Pioneer of Nuclear-Fueled Satellite Dies : Col. Jack Armstrong Also Inspired Name of Radio Hero of ‘30s
Jack L. Armstrong, an Air Force colonel who pioneered the use of nuclear energy in space and whose name was the inspiration for the “All American Boy” radio hero of the 1930s, died Monday in Laguna Niguel after a long illness. He was 74.
During a 21-year military career, Armstrong was a prominent advocate of the non-military uses of atomic power. He played a key role in developing programs that led to the launching of the nation’s first nuclear-fueled satellite in 1961.
Following his retirement from the Air Force the same year, Armstrong worked for the Rocketdyne Division of North American Rockwell (now Rockwell International) in Los Angeles and helped develop the powerful engines that were later used in the Apollo and Gemini space programs, according to his son, James.
Remembered for Moniker
However, the much-decorated officer is best remembered by his name--a catchy moniker that became familiar to millions of radio listeners as “Jack Armstrong: The All-American Boy.”

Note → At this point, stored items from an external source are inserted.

PR #3572, opened 2023-10-27
Add applicative test for accessor function shorthand

MangelMaxime:
@dbrattli @ncave 

Is it the correct way and place to add these tests? 

I was not able to find the RFC, so I don't know if there are others cases to cover.

Edit: The CI is broken because I don't know how to setup .NET 8 on it. Do you know if this is possible to install .NET 8 even if it is still in preview?

When running the tests on my machine, the tests are passing.


ncave:
@MangelMaxime 
> Do you know if this is possible to install .NET 8 even if it is still in preview?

During the early 1930s, General Mills advertising executives wanted to develop a radio show hero who would somehow represent “All-American virtues . . . of courage, a sense of humor and the championing of ideals,” said James Armstrong.
“Sammy Gale, a company executive, had been a roommate in college of my father’s, and he decided to use the name ‘Jack Armstrong’ because it seemed to convey all of that,” he added.
Like the Wheaties-eating hero named after him, Armstrong saw combat action all over the world. He entered the Army Air Forces as a 2nd lieutenant in July, 1941, and was stationed at Pearl Harbor at the outbreak of World War II.
After the war, Armstrong was assigned by the Air Force to the newly formed Atomic Energy Commission. Rising to the rank of colonel, he began developing programs such as SNAP (Systems for Nuclear Auxiliary Power) that eventually led to the launching of the nation’s first atomic-powered satellite.
Often at Space Center
Armstrong’s work with the space program frequently brought him to the National Aeronautics and Space Administration (NASA) center in Houston, where he “was often on television . . . . I always remember watching him at the space center, in that room with all the technicians and the many television screens,” said James. “He was involved with many of those programs, from the first launches to the moon landing programs . . . . I think I have more memorabilia from the astronauts, more autographs from individual astronauts, than anyone,” he added.
Armstrong grew up in Minneapolis and received a degree in civil engineering from the University of Minnesota in 1933.
He is survived by his wife, Audrey, his son, and his mother, Evelyn Armstrong.
Memorial services are scheduled for Thursday at 11 a.m. at the United Methodist Church in South Laguna. The services will be followed by full military honors at Riverside National Cemetery at 3 p.m.